◆ TASK DIRECTIONS
Below are the records. Retype exactly the lines between the lines holding "will then be" and "the bet is that", inclusive.

(Stored items)
•••

PR #916, opened 2019-10-15
crow asl execute syntax

tehn:
match syntax with native crow

`output[1].execute` is now `output[1]()`

### DIFF
--- a/lua/core/crow.lua
+++ b/lua/core/crow.lua
@@ -75,7 +75,6 @@ function output.new(x)
   o._slew = 0
   o.query = function() crow.send("get_out("..o.n..")") end
   o.receive = function(v) print("crow output receive: "..o.n.." "..v) end
-  o.execute = function() crow.send("output["..o.n.."]()") end
   setmetatable(o,output)
   return o
 end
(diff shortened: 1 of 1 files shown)


tehn:
note: norns update needs to be synchronized with crow studies update and doc update (and fix to awake)

lua/core/crow.lua
```diff
@@ -75,7 +75,6 @@ function output.new(x)
   o._slew = 0
   o.query = function() crow.send("get_out("..o.n..")") end
   o.receive = function(v) print("crow output receive: "..o.n.." "..v) end
-  o.execute = function() crow.send("output["..o.n.."]()") end
   setmetatable(o,output)
```
pq: maybe leave the `o.execute` alias in for now w/ a todo to remove it in, say `2.3.0`?  you might also consider printing a "deprecated" warning to the console if it gets used...

this might make the transition a little less painful for folks.

tehn: good idea. not sure how many people have made anything yet... but definitely makes it easier

Issue #915, opened 2019-10-15
crow reconnect fail


tehn:
seeing this sometimes:
```
>> ttyACM found, but not a crow
dev_list_add: error allocating device data
```

it then connected if i turned off the input streams via `druid`.

something must have broken with v1.0.0 crow firmware re: matron detection.

tehn:
fixed by #917

PR #917, opened 2019-10-15
fix crow detection

tehn:
crow detection previously failed if input streams were on (flooding serial input so the `^^id` is lost)

### DIFF
--- a/matron/src/device/device_crow.c
+++ b/matron/src/device/device_crow.c
@@ -18,6 +18,8 @@
 #define TEST_NULL_AND_FREE(p) if( (p) != NULL ) { free(p); } \
     else { fprintf(stderr, "error: double free in device_crow.c\n"); }
 
+#define CROW_RETRIES 10
+
 int dev_crow_init(void *self) {
     struct dev_crow *d = (struct dev_crow *)self;
     struct dev_common *base = (struct dev_common *)self;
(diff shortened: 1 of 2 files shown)


tehn:
fixes https://github.com/monome/norns/issues/915

matron/src/device/device_crow.c
```diff
@@ -47,10 +49,15 @@ int dev_crow_init(void *self) {
     read(d->fd, s, 255); // clear buffer
     write(d->fd,"^^i\n\0",5);    
     usleep(1000);
-    read(d->fd, s, 255);
-    //fprintf(stderr,"crow init> %i %s",len,s);
-
-    if(strstr(s,"^^identity")==NULL) {
+    int retry = 0;
+    while(retry < CROW_RETRIES) {
```
pq: do you want a short wait (`usleep`) in the loop?  or is the `read` blocking enough?

matron/src/device/device_crow.c
```diff
@@ -47,10 +49,15 @@ int dev_crow_init(void *self) {
     read(d->fd, s, 255); // clear buffer
     write(d->fd,"^^i\n\0",5);    
     usleep(1000);
```
pq: maybe the `usleep` could move into the retry loop?

tehn: so the usleep is to give crow time to respond.

the loop is to simply clear the entire serial buffer, so no usleep is needed.

Issue #890, opened 2019-10-05
crow output action assignments use quotes


tehn:
looking for a way to make the action syntax the same for native crow (druid) and norns crow

natively on crow (via druid/etc) you can set action commands like this: `output[1].action = lfo(1,4)`

right now the norns script
```
output[1].action = "lfo(1,4)"
```
sends `output[1].action = lfo(1,4)` via serial to crow. AFAIK there is no way to just _capture_ the right side of the equals sign. here's where it happens: https://github.com/monome/norns/blob/master/lua/core/crow.lua#L90

i do not think this is not worth solving if it requires some sort of C level hack

catfact:
yea, i don't think there's a clean way to do this exactly. (maybe with the `debug` library but not sure.)

following up from slack, at present the main idea is to define `lfo()` and the other "action functions" globally so that they return strings. to _also_ keep these out of the global environment would require executing scripts in a sandboxed environment

rough mockup:

`crow.lua`
```
crow = {}

crow.send = function(what) print(what) end

crow.add_sandbox_globals = function(env)
   env.lfo = function(i,v) return 'lfo('..i..','..v..')' end
   env.volts = function(i,v) return 'volts('..i..','..v..')' end
   return env
end

crow.output = {}

crow.output.__newindex = function(self, key, value)
   print('newindex('..key..', '..value..')')
   
   if key == 'action' then
      -- "value" should be a string returned from `crow.env` function
      -- but good idea to check type here..
      if type(value) == 'string' then
	 crow.send("output = "..value)
      else
	 print('error...')
      end
   end
end

setmetatable(crow.output, crow.output)

crow.run_script = function(path)
   print('crow.run_script('..path..')')
   -- make a new environment that inherits from the global env
   local env = {}
   setmetatable(env, {__index = _G})
   
   -- add our "fake globals"
   env = crow.add_sandbox_globals(env)

   -- attempt to compile with new environment
   local fn = loadfile(path, 'bt', env)
   
   if fn == nil then print('error...')
   else fn() end
end

return crow
```

`crow_script_launcher.lua`
```
local crow = dofile('crow.lua')
print('script launcher')
crow.run_script('crow_script.lua')

-- ASL functions don't appear in global env:
print("global 'lfo:'", lfo) -- result: nil
```

`crow_script.lua`
```
local crow = dofile('crow.lua')
print('running script')
crow.output.action = lfo(1, 12)
```

catfact:
[...]

Issue #557, opened 2018-09-21
globals


tehn:
see #425 

- [x] reset globals created by scripts between loads - fixed by https://github.com/monome/norns/pull/436
- [x] clean up system globals #559
- [x] consider adding underscores to system globals
- [x] consider putting c functions into a table - see https://github.com/monome/norns/issues/425#issuecomment-397030353
- [ ] disable overwriting system globals - see https://github.com/monome/norns/pull/436#issuecomment-403100830 @pq 
- [ ] protect some specific tables (ie `engine`) #912 @pq

pq:
> @tehn: do we have a sense for what globals we want to protect and what we want to preserve across scripts?

this is related to the general cleanup task i guess.  there may not actually be much left to protect / restore when norns is less leaky...

PR #918, opened 2019-10-15
asl builder proof-of-concept

pq:
**food for thought.**

_caveat: i'm flummoxed as to why explicit unloading of `asl` is needed (where it isn't for other libraries brought in by a `require`, like, for example `beat_clock`)._

anyway, the idea is a norns script with a line like this:

`require 'asl'`

will then be able to do things like:

```lua
crow.output[1].action = loop{ to(0,0), to(5,0.1), to(1,2) }
crow.output[1].action = lfo(1, 5) 
```

and have it behave like in `druid`.
...

the dynamic case is tricky of course and requires a low-level `send`.  so, something like:

```lua
    crow.send[[
      output[1].action = ar(1, math.random(5))
    ]]
```

the bet is that a string-builder like this will be useful in the common-case and at least not confusing in the complex one...

it has the benefits of feedback from linters and IDEs (since it's valid lua) and scores bonus points for highlighting nicely in maiden

image

and generally in IDES (like vs code):

image

as for the global pollution issue (see #557), asl functions only get added to `_G` if `asl` is included and only hang around until the next script is loaded.

i think that's probably the right thing.

i should emphasize that i think of this purely as food for thought and i'm not hugely invested in it landing as is (or at all).  i just wanted to see the idea through...

fixes: #890

/cc @tehn @catfact @trentgill


tehn:
this is great! and perplexing about the `asl` require bug. i'll take a minute to look at it.

tehn:
i'm thinking i'll merge this in parallel with a doc update. i like the approach, thanks for taking the time

tehn:
ack, sorry for lagging on this. need to find to test. will get it in the next-next update (should be forthcoming)

pq:
no worries.  more food for thought than anything!

PR #919, opened 2019-10-16
Add some missing & new glyphs to the default font

Dewb:
This PR adds eight useful missing glyphs to the extended ASCII / Unicode Latin Extended range in the default norns font.

image

| char | lua code | description |
|-----|----------|-------------|
| « | `"\u{00AB}"` | LEFT-POINTING DOUBLE ANGLE QUOTATION MARK
| ° | `"\u{00B0}"` | DEGREE SIGN
| ± | `"\u{00B1}"` | PLUS-MINUS SIGN
| µ | `"\u{00B5}"` | MICRO SIGN
| º | `"\u{00BA}"` | MASCULINE ORDINAL INDICATOR
| » | `"\u{00BB}"` | RIGHT-POINTING DOUBLE ANGLE QUOTATION MARK
| × | `"\u{00D7}"` | MULTIPLICATION SIGN
| ÷ | `"\u{00F7}"` | DIVISION SIGN

It also adds several potentially useful glyphs from the Unicode Arrows, Mathematical Operators, Miscellaneous Technical, Geometric Shapes, and Miscellaneous Symbols charts.
 
image

| char | lua code | description |
|-----|----------|-------------|
| ← | `"\u{2190}"` | LEFTWARDS ARROW
| ↑ | `"\u{2191}"` | UPWARDS ARROW
| → | `"\u{2192}"` | RIGHTWARDS ARROW
| ↓ | `"\u{2193}"` | DOWNWARDS ARROW
| ∓ | `"\u{2213}"` | MINUS-OR-PLUS SIGN
| ∕ | `"\u{2215}"` | DIVISION SLASH
| ∞ | `"\u{221E}"` | INFINITY
| ▲ | `"\u{25B2}"` | BLACK UP-POINTING TRIANGLE
| ▶ | `"\u{25B6}"` | BLACK RIGHT-POINTING TRIANGLE
| ► | `"\u{25BA}"` | BLACK RIGHT-POINTING POINTER
| ▼ | `"\u{25BC}"` | BLACK DOWN-POINTING TRIANGLE
| ◀ | `"\u{25C0}"` | BLACK LEFT-POINTING TRIANGLE
| ☐ | `"\u{2610}"` | BALLOT BOX
| ☑ | `"\u{2611}"` | BALLOT BOX WITH CHECK
| ☒ | `"\u{2612}"` | BALLOT BOX WITH X
| ☰ | `"\u{2630}"` | TRIGRAM FOR HEAVEN
| ☱ | `"\u{2631}"` | TRIGRAM FOR LAKE
| ☲ | `"\u{2632}"` | TRIGRAM FOR FIRE
| ☳ | `"\u{2633}"` | TRIGRAM FOR THUNDER
| ☴ | `"\u{2634}"` | TRIGRAM FOR WIND
| ☵ | `"\u{2635}"` | TRIGRAM FOR WATER
| ☶ | `"\u{2637}"` | TRIGRAM FOR MOUNTAIN
| ☷ | `"\u{2638}"` | TRIGRAM FOR EARTH
| ♩ | `"\u{2669}"` | QUARTER NOTE
| ♪ | `"\u{266A}"` | EIGHTH NOTE
| ♫ | `"\u{266B}"` | BEAMED EIGHTH NOTES
| ♬ | `"\u{266C}"` | BEAMED SIXTEENTH NOTES
| ♭ | `"\u{266D}"` | MUSIC FLAT SIGN
| ♮ | `"\u{266E}"` | MUSIC NATURAL SIGN
| ♯ | `"\u{266F}"` | MUSIC SHARP SIGN

I was compelled to add these because I was particularly hurting for the degree symbol, infinity, and a forward slash/division sign that was narrower than the five-pixel glyph for standard `/`. The rest, well, once I set myself up with the font editor, I guess I got a little carried away.

Reasons this might not be a good idea:
- Unsure of the risks/dynamics surrounding modifying cairo font resources.
- I did these really quickly and this might not be the best way to thoughtfully expand the symbol options. Having said that, I do have some experience with pixel fonts, and I did my best to keep to the implied rules in the existing character set. All are 3/4/5 pixels wide with appropriate glyph widths.
- Lua 5.3 has full unicode support, and these glyphs work great on the hardware, but there might be issues lurking in the ecosystem that encouraging higher code point usage might uncover. I believe using `print()` to send multibyte characters across the websocket can currently crash the maiden console.


catfact:
thanks @Dewb that is awesome.

- seems like the .ttf files should be self-contained and ok to edit.
- i've no doubt that there will be problems here and there supporting full utf8 in the lua eval pipeline.
- but i would really like to fix those problems if at all possible.

so, maybe would be reasonable to merge this in an upstream feature branch and start identifying those bad spots?

tehn:
@Dewb rad PR! (what font editor do you use?)

i see no problem merging this as any encoding issues will be present w/ every other font included--- not a specific issue with this updated font.

Dewb:
I used FontForge on OSX. It was the first thing I tried; there may be a better option, it’s a little crashy and doesn’t have many affordances for pixel fonts.

markwheeler:
Great to have these added!

I'm seeing that a few of the characters seem to sit off the pixel grid, creating some blurry edges. The 'music flat sign' is probably the most noticeable but it also applies to the arrows and a few others. Maybe they just need a little nudging onto grid in the font?

Dewb:
Whoa, interesting; I didn't observe that in testing, but maybe I messed something up in the final version of the font, I'll take a closer look.

Dewb:
I wrote a better test program and I'm not seeing any anti-aliasing on any of the characters using `screen.text()`. How are you drawing them?

Dewb:
The new characters do look like garbage at any size that isn't a multiple of 8, but that's true of most of the characters in the default font. They could probably distort more consistently, though. And it looks like I got the margin wrong on the double-note glyphs, I'll have to fix that.

markwheeler:
Here's some sample code:

```
function redraw()
  screen.clear()
  screen.aa(1)
  
  screen.level(15)
  screen.move(10, 15)
  screen.text("ABCDEFGHI abcdefghi !?@#")
  screen.move(10, 26)
  screen.text("♭ ♮ ← ↑ → ↓")
  
  screen.update()
end
```

For me the first string looks sharp but all the symbols in the second string have some 'blurring' on them, most noticeable on the first character. Perhaps you didn't have anti-aliasing enabled in your test? Thanks for looking into this!

Dewb:
Aha! My test script had both an `screen.aa(1)` *and* a `screen.aa(0)` in it, so antialiasing wasn't actually enabled. I see the issue now, will update the characters.

PR #921, opened 2019-10-17
Fix system cmd memleak

catfact:
due to a subtlety of the pthreads API, the worker threads created in `system_cmd.c` were leaking _all the memory_ of the child processes they spawned. 

(the child process in latest version being a big ol' `find` that ate up a rather shocking 10MB a pop with a goodly number of scripts installed. [um, actually that's not quite right. it's mapped but unwired, or something.])

detaching the thread fixes this, it seems.

also uncrustified that file, because _someone_ has their vim set on 2space again. :)

### DIFF
--- a/lua/core/menu.lua
+++ b/lua/core/menu.lua
@@ -362,7 +362,8 @@ end
 m.init[pSELECT] = function()
   m.sel.len = "scan" 
   m.sel.list = {}
-  norns.system_cmd('find ~/dust/code/ -name "*.lua" | sort', sort_select_tree)
+  -- weird command, but it is fast, recursive, skips hidden dirs, and sorts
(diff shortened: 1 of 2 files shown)


catfact:
last commit is a bit silly, but it reduces mem usage of the subcommand by about 25% compared to `find`, and is probably faster

tehn:
@catfact i suspect this is the problem:

https://github.com/monome/norns/blob/71f2c1e620550628fc26f8c22deec1f5d1174cc6/matron/src/system_cmd.c#L17

for super super long folder listings perhaps it's just running out of memory and plowing over

catfact:
oh, ha. indeed. 

i'll do another round of cleanup on this. `strcat` is basically pure evil...

tehn:
oy oy oy i apologize

PR #4393, opened 2018-12-14
Import props/targets from NuGet in WPF tmpproj builds

Pilchie:
Thanks @tmat for the inspiration.

### DIFF
--- a/src/Directory.Build.props
+++ b/src/Directory.Build.props
@@ -1,5 +1,29 @@
 <!-- Copyright (c)  Microsoft.  All Rights Reserved.  Licensed under the Apache License, Version 2.0.  See License.txt in the project root for license information. -->
 <Project>
+  <!--
+    Determine whether the project is WPF temp project.
+    Since .NET Framework 4.7.2 WPF temp project name ends with _wpftmp suffix and keeps the language specific extension (e.g. csproj). 
+  -->
+  <PropertyGroup>
+    <IsWpfTempProject>false</IsWpfTempProject>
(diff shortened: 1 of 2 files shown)


Pilchie:
Confirmed with a binlog that this seems to work

davkean:
@Pilchie Does affect PackageReference in legacy as well? We should get a bug to fix this also in MSBuild/SDK.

•••

◆ YOUR RESPONSE
will then be able to do things like:

```lua
crow.output[1].action = loop{ to(0,0), to(5,0.1), to(1,2) }
crow.output[1].action = lfo(1, 5) 
```

and have it behave like in `druid`.
...

the dynamic case is tricky of course and requires a low-level `send`.  so, something like:

```lua
    crow.send[[
      output[1].action = ar(1, math.random(5))
    ]]
```

the bet is that a string-builder like this will be useful in the common-case and at least not confusing in the complex one...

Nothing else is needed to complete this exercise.